The Iron Orchard premiere in Fort Worth

Me, Mario Lopez and Nancy O’Dell

Just hanging out, covering the stars

I’ve had interesting times covering various stories over my career. I waited for hours and hours with a fellow reporter to get one small comment from Microsoft co-founder Bill Gates. We would switch off taking bathroom breaks so we wouldn’t miss him.

I’ve forgotten what burning question of the day we were asking him, probably something like, “How will the new TCP/IP standard affect Windows 98?” I do remember that his answer was something profound like, “I don’t know, ask Steve Ballmer.”

I was a crime reporter in Grand Prairie and got called out to a crime scene. It was gruesome. Our photographer wasn’t available so I got my camera out and took some images. It turned out to be a suicide and it took the guy several attempts to get it right. The chief of police was there. When we got the body identified, it turned out he had no real connection to Grand Prairie, which at that time had a reputation as the dumping ground for anything bad that happened in the D-FW area.

“Damn it,” the police chief said. “Guy is born in Dallas, lives in Irving, works in Arlington and so of course he comes to Grand Prairie to die.”

I forgot that I had taken the photos, which I did not just for the paper but in case the cops wanted them later. So when I later developed the film, it gave me nightmares for years. I can still see the images.

Grisly crime scenes were also tough on the clothes budget, particularly since I didn’t have one at the time. If you went to a dead-body scene – particularly a well-aged body – it could be weeks before the smell came out of your clothes. Eu de crime scene does not attract the ladies.
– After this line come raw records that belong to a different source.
PR #651, opened 2025-07-16
changed clinic ussd from rapidpro to turn

Mudiwa66:
The Turn.js file was added to connect with the turn api. The src/ussd_clinic_rapidpro.js was updated to connect to Turn.

### DIFF
--- a/src/ussd_clinic_rapidpro.js
+++ b/src/ussd_clinic_rapidpro.js
@@ -19,14 +19,14 @@ go.app = function() {
         var $ = self.$;
 
         self.init = function() {
-            self.rapidpro = new go.RapidPro(
+            self.Turn = new go.Turn(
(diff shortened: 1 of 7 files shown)


src/ussd_clinic_rapidpro.js
```diff
@@ -19,14 +19,14 @@ go.app = function() {
         var $ = self.$;
 
         self.init = function() {
-            self.rapidpro = new go.RapidPro(
+            self.Turn = new go.Turn(
```
erikh360: Please make a copy of this file called ussd_clinic_turn.js and only apply the changes to the new file.

ussd_clinic_rapidpro.js should be left unchanged so that we can still maintain existing USSD lines while we work on this. Thanks

Issue #855, opened 2025-01-22
Make traefik CRD installation flaggable


gardleopard:
I'd like to make it possible to disable the CRD installation for traefik in the helmchart. This is for installation in clusters that already has traefik installed.

Is this a feature that would be accepted?

jacobtomlinson:
Sounds reasonable to me. Is there any way to catch and warn about cases where folks disable it, but it's not installed already?

gardleopard:
AFAIK it will break the helm install, as the cluster will not have the CRD definition that we try to upload.

consideRatio:
There are various strategies to provide CRDs for heln charts i think.

1. By putting them in a crds folder (current situation)
   this leads to a one-off installation as part of the chart install (not upgrade), making users need to manually update the CRDs
2. By rendering them as other manifests part of the helm chart templates

I'm not confident on what makes sense etc, but the key is to overview if putting them as templates is relevant for existing users and/or new users, and how people should migrate etc between strategies.

consideRatio:
Can one opt-out of installing a charts CRDs in the crds folder, using a helm CLI flag? If so, one could first opt out during the initial install, and then manually apply yhe dask-gateway specific CRDs as a workaround if better options aren't available for us.

gardleopard:
I will make a PR with the ability to turn on and off traefik and can test how it works etc:) It will take a few days before I can do it.

gardleopard:
I made a PR to make traefik installation optional. With the built in mechanisms of helm with regards to skipping installation of CRDs, I did not find a nice solution for opting out of traefik CRD installation while keeping the installation of the `daskclusters.gateway.dask.org`CRD.

consideRatio:
I'll go for a close of this based on #857, because I don't see a clear additional action point here besides what was done there. Thank you @gardleopard!!

PR #857, opened 2025-01-31
helm-chart: add `traefik.installTraefik` config to opt-out when traefik is installed separately

gardleopard:
This makes traefik installation optional.

Installation of CRDs happens if traefik is set to not be installed as well. Helm has built in functionality for not installing CRDs with --skip-crds, however for this project that is suboptimal, because it also blocks the install of `daskclusters.gateway.dask.org` CRD.

Relates to #855


ohait (approved):

consideRatio:
I figure the way to use dask-gateway with a standalone traefik install, one would install the dask-gateway specific CRDs manually, and then do `helm install .... --skip-crd`.

```bash
# when installing dask-gateway without traefik
kubectl apply --server-side --force-conflicts -f https://raw.githubusercontent.com/dask/dask-gateway/<VERSION HERE>/resources/helm/dask-gateway/crds/daskclusters.yaml
helm install .... --skip-crd

# when at a later time upgrading without dask-gateway's traefik
kubectl apply --server-side --force-conflicts -f https://raw.githubusercontent.com/dask/dask-gateway/<VERSION HERE>/resources/helm/dask-gateway/crds/daskclusters.yaml
helm upgrade ....
```

The change in this PR seems fine and could be merged without docs as well, but could you skim through docs to see if there is a place where it's relevant to mention installing or not installing traefik @gardleopard?

.github/workflows/test.yaml
```diff
@@ -268,6 +268,89 @@ jobs:
...
+      - name: helm install
+        run: |
+          helm install \
+              test-dask-gateway \
+              resources/helm/dask-gateway \
+              --values=resources/helm/testing/chart-install-values.yaml \
+              --set traefik.installTraefik=false \
+              --set gateway.backend.namespace=default \
+              --wait \
+              --timeout 1m0s
```
consideRatio, line 334: I figure we should adopt the `--skip-crd` flag here and install the dask-gateway CRDs first in a standalone command, as that would be the procedure I figure we should recommend to avoid having dask-gateway interfere with traefik CRDs in any way.

resources/helm/dask-gateway/values.schema.yaml
```diff
@@ -478,6 +478,7 @@ properties:
       - loglevel
       - dashboard
       - service
+      - installTraefik
```
consideRatio, line 481: This is often named `enabled` in Helm charts where a sub-resource is optional, could we rename it to that? What do you think?

resources/helm/dask-gateway/values.yaml
```diff
@@ -234,6 +234,9 @@ controller:
 # that is acting as a proxy for traffic towards the gateway or user created
 # DaskCluster resources.
 traefik:
+  # If traefik is already installed in the cluster, we do not need to install traefik
```
consideRatio, line 237: This commend for example doesn't clarify the CRD complexity, I figure its worth being explicit and saying that this toggle impacts the non-CRD resources for traefik deployed by this helm chart, but that the CRDs needs to be opt-out via `--skip-crd` during installation.

.github/workflows/test.yaml
gardleopard: Done in latest commit

resources/helm/dask-gateway/values.schema.yaml
gardleopard: I am not opposed to doing it that way. The reason I chose to be more specific was because we use ingressroute and middleware in the gateway templates. So it seems a bit wierd to me that we will use and depend on traefik if traefik is set to enabled: false. What do you think?

resources/helm/dask-gateway/values.yaml
gardleopard: I changed the comment here to include crd information.

gardleopard:
How the docs render 
image

resources/helm/dask-gateway/values.schema.yaml
consideRatio: Lets go for a merge, this is a detail of little importance - feel free to open a PR if you think it should be changed, I'll go for a merge!

consideRatio:
Thank you @gardleopard!!

jabbera:
For anyone who stumbles across this the appropriate settings for a default installation of traefik in a namespace called traefik is:


DASK_GATEWAY__ADDRESS: http://proxy-public/services/dask-gateway
DASK_GATEWAY__PROXY_ADDRESS: gateway://traefik.traefik.svc.cluster.local:80

jhub helm chart:
```
hub:
  consecutiveFailureLimit: 0 # Disable 5 consecutive failurs diables hub
  services:
    dask-gateway:
      url: http://traefik.traefik.svc.cluster.local
      apiToken: <snip>
```

PR #862, opened 2025-02-03
update jupyterhub user url

minrk:
use standard `/api/user` instead

`/authorizations/token/{token}` is deprecated since jupyterhub 2.0 in 2021, superseded by `/api/user` in 0.8 in 2017.

### DIFF
--- a/dask-gateway-server/dask_gateway_server/auth.py
+++ b/dask-gateway-server/dask_gateway_server/auth.py
@@ -2,7 +2,6 @@ import base64
 import os
 import time
 import uuid
-from urllib.parse import quote
 
 import aiohttp
 from aiohttp import web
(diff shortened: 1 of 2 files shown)


minrk:
Oops, not quite right. Will fix.

consideRatio (approved):
Thank you @minrk and welcome as a code contributor to dask-gateway! :heart: :tada:

dask-gateway-server/dask_gateway_server/auth.py
```diff
@@ -376,13 +375,10 @@ async def authenticate(self, request):
...
             raise unauthorized("jupyterhub")
 
-        url = "{}/authorizations/token/{}".format(
-            self.jupyterhub_api_url,
-            quote(token, safe=""),
-        )
+        url = f"{self.jupyterhub_api_url}/user"
 
         kwargs = {
-            "headers": {"Authorization": "token %s" % self.jupyterhub_api_token},
```
minrk, line 385: Notably, `jupyterhub_api_token` is entirely not needed by JupyterHubAuth. With this implementation, dask-gateway technically doesn't need to be registered as a jupyterhub service, since it makes no use of the jupyterhub API _as itself_. That would only really be needed if the gateway began applying full oauth to protect dashboard pages, which appear to currently only be protected by the unguessable cluster names.

PR #863, opened 2025-02-03
[wip] support JupyterHub access scopes

### LINKED ISSUE #829: Consider JupyterHub authentication rework
Currently the `dask-gateway` client is reading the user's `JUPYTERHUB_API_TOKEN`, which then is passed to the `dask-gateway-server`, which then confirms the jupyterhub api token is associated with a real user via the [`hub/api/authorizations/token` api](https://jupyterhub.readthedocs.io/en/stable/reference/rest-api.html#/default/get_authorizations_token__token_) by using the user's api token.

## Drawbacks

1. dask-gateway clients sends away the user's api token and its used directly - its a course authentication check that gets the full permission of the user (I think) even though dask-gateway server just needed to confirm the user was allowed
2. there isn't a mechanism to provide some users but not all users access to work with dask-gateway if what dask-gateway-server only checks if the user exists or not

## Alternatives

In [this jupyterhub documentation](https://jupyterhub.readthedocs.io/en/stable/reference/services.html#implementing-your-own-authentication-with-jupyterhub) I understand that there is a way to implement authentication that ens up requiring the user to have `access:services!service=$service-name` where service name could be `dask-gateway` for example (it should be the service name configured with jupyterhub, allowing dask-gateway to interact with jupyterhub in the first place).

## Action points

Consider if its reasonable to migrate the existing authentication check to something new that requires users to have a scope of `access:services!service=$service-name`.

minrk:
Draft because I'm not sure what the defaults/backward-compatiibility should be

Most details can be found in #829 but this would allow standard and more fine-grained control of access to the gateway service for tokens. The default is currently unchanged, for maximum compatibility.

To enable this with users being able to access this service by default from their server (minimal change from current default capabilities), a deployment needs to:

1. configure dask-gateway to know its service name (usually `dask-gateway`)
2. grant users the `access:services!service=dask-gateway` scope via the default `user` role (or a different role, if it should be less than all users, which is part of the point)
3. grant server tokens the same scope via the `Spawner.server_token_scopes` (or the `server` role, prior to JupyterHub 4.0)

The main idea of this is it enables both:

1. not all users have access to the gateway, and/or
2. not all _tokens_ have access to the gateway

since as it is now, JupyterHubAuth grants any token provided to any jupyterhub service full access to the dask gateway.

TODO:

- [ ] decide on enabling by default
- [ ] docs for change, how to enable
- [ ] update tests
- [ ] update gateway chart? Maybe also daskhub chart?

closes #829


minrk:
Also possibly relevant, since I don't know how dask-labextension works: Does the lab extension use the PageConfig.token to make requests directly to the Gateway, or does it make requests only to a server extension, which then uses $JUPYTERHUB_API_TOKEN? If it uses the jupyterlab token, the service access permission would _also_ need to be granted to `Spawner.oauth_client_allowed_scopes`

yuvipanda:
Great to see this existing :)

Given the general lack of activity in this project, I would suggest making this non-breaking to reduce potential support burden on the existing limited set of maintainers

consideRatio (commented):
Beautiful @minrk! Thank you for working this!!

I look for clarity about the one review comment I made, but I figure we can proceed with a merge besides that.

resources/helm/dask-gateway/templates/gateway/configmap.yaml
```diff
@@ -104,6 +104,9 @@ data:
                     "your config file"
                 )
         c.DaskGateway.JupyterHubAuthenticator.jupyterhub_api_url = api_url
+        service_name = get_property("gateway.auth.jupyterhub.jupyterhubServiceName")
+        if service_name is not None:
+          c.DaskGateway.JupyterHubAuthenticator.jupyterhub_service_name = service_name
```
consideRatio:
```suggestion
       c.JupyterHubAuthenticator.jupyterhub_api_url = api_url
        service_name = get_property("gateway.auth.jupyterhub.jupyterhubServiceName")
        if service_name is not None:
          c.JupyterHubAuthenticator.jupyterhub_service_name = service_name
```

PR #883, opened 2025-02-10
Fix typo in SLURM backend.

amanning9:
This typo prevents a cluster being created when a SLURM qos is set.

Like #603 but for qos instead. This list needs to be appended to instead of extended.

Apologies for not noticing this when I did #603 - we've just started using qos-s and ran into this immediately!


consideRatio (approved):

consideRatio:
Thank you @amanning9!!

PR #896, opened 2025-07-08
Update Authentication Documentation JupyterHub variable for url/token

sunnydean:


jacobtomlinson:
Did this change somewhere on the JupterHub side? Can you link to an issue or PR where this configuration option was changed?

PR #941, opened 2026-07-20
ci: test Kerberos authenticator without Hadoop

### LINKED ISSUE #924: ci: no longer testing kerberos authenticator
By disabling hadoop/yarn tests in #923, we also stopped testing kerberos authenticator, as we no longer have a ci environment where its setup and used.

I'm personally not motivated enough to allocate my time towards maintenance of this though.

GorML:
Closes #924

We use dask-gateway with Kerberos authentication at my company, so I decided
to try bringing this test coverage back.

Since #923 removed the Hadoop/YARN backend from CI, `test_kerberos_auth` has
been skipped unconditionally: it was gated on `TEST_DASK_GATEWAY_YARN` and
relied on the KDC, hostname and keytab of the old Hadoop container.

This PR restores real CI coverage of the Kerberos authenticator without
bringing back the unsupported Hadoop/YARN image:

- The test now creates its own ephemeral MIT Kerberos realm with
  [k5test](https://pypi.org/project/k5test/) (a small test-only library from
  the python-gssapi org), so no external KDC is needed. It is gated on a new
  `TEST_DASK_GATEWAY_KERBEROS` env var, and when that is set there is no
  skip path — missing dependencies fail the job instead of silently
  skipping the test.
- A new `kerberos-tests` CI job installs MIT Kerberos from apt, builds
  pykerberos via the `[kerberos]` extras, and runs the test (~2 minutes).
- Comments in `tests/requirements.txt` updated to match.

No production code changes.

Some verification beyond CI being green here:

- 30 back-to-back runs in a clean Ubuntu 24.04 container, no flakiness.
- Breaking the `HTTP/<hostname>` service principal on purpose makes the test
  fail with "Server not found in Kerberos database", so the test really
  exercises the handshake and can't pass by accident.
- The kerberos job passed 3/3 times on GitHub-hosted runners in my fork.
- Without kerberos packages and the env var the test still skips cleanly, so
  the regular test matrix is unaffected.

Unrelated notes:

- The `local backend` and `pbs`/`slurm backend` jobs currently fail on
  `main` for reasons unrelated to this PR (missing `dask-scheduler` CLI with
  latest distributed; pillow sdist build without gcc in the CI containers).
  Happy to open separate issues for those.
- `continuous_integration/docker/hadoop/` is orphaned since #923 and could
  be removed in a follow-up.

### DIFF
--- a/.github/workflows/test.yaml
+++ b/.github/workflows/test.yaml
@@ -334,3 +334,59 @@ jobs:
       - name: Print logs for debugging
         if: always()
         run: ./continuous_integration/docker/${{ matrix.backend }}/print_logs.sh
+
+  # This job tests the Kerberos authenticator against an ephemeral MIT
+  # Kerberos realm created with k5test directly on the runner, without needing
+  # a containerized backend.
+  #
+  # ref: https://github.com/dask/dask-gateway/issues/924
+  #
+  kerberos-tests:
+    name: "kerberos authentication"
+    runs-on: ubuntu-24.04
+    timeout-minutes: 15
+
+    steps:
+      - uses: actions/checkout@v6
+      - uses: actions/setup-python@v6
+        with:
+          python-version: "3.13"
+      - uses: actions/setup-go@v6
+        with:
+          go-version: "1.25"
+          cache-dependency-path: "**/*.sum"
+
+      # krb5-kdc and krb5-admin-server provide the KDC that k5test manages,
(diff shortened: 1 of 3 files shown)


consideRatio:
Thank you for adressing this, we have another ci failure on main branch - so the failures may very well be unrelated.

This PR seems very reasonable though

Covering technology, I went to a company party for a computer firm back in the day in Vegas. It was held at the then-late Liberace’s Vegas home. It was as over the top as you would imagine. The ceiling of the Sistine Chapel was recreated down his hallway. God’s finger reaching out to Adam was interrupted by an air vent. The hallway had a sunken tub in the middle. Of course. I probably got a story about the computer company out of that, but I remember the house, not the story.

Yet, even though I did some movie reviewing early in my career at both the TCU Daily Skiff and the University of Maryland Diamondback campus papers, I had never covered a movie opening. My best line was in a movie review of Jill Clayburgh’s An Unmarried Woman, where I wrote: “The leads all acted their tails off. Alas, there just wasn’t very much there to wag.”

Despite gems like that, I ventured into less high-minded news coverage. So doing a movie premiere was new territory for me when I ventured to the AMC Palace 9 a couple of weeks back to cover the Fort Worth opening of The Iron Orchard. No slight to the hardworking filmmakers and stars here, but there was no De Niro, Pacino or Lady Gaga in attendance. There also wasn’t a horde of reporters or TMZ crew members jousting for embarrassing quotes.

Still, I got to see the process. First, the movie people wanted my name and title early. They also told me what time to be there and called or texted me when I was inevitably late. I got there just in time to take a few photos of stars exiting some classic cars. I then got my badge and a press agent took me to the velvet rope. It wasn’t a long one. At our feet were plastic signs with our names and company affiliations. They were there so the stars could glance down and see who they were speaking with. How clever and efficient they are. And it worked. Even though I was late, I was one of the first reporters there, so they moved me to a prime spot. How late do you have to be to be early?

And that was it. It seemed remarkably easy compared with chasing down a city councilman to ask an embarrassing question or going to a crime scene where your clothes stank so badly afterward that you hated to donate them to Goodwill.

When TMZ opens a Fort Worth bureau, I’ll be ready.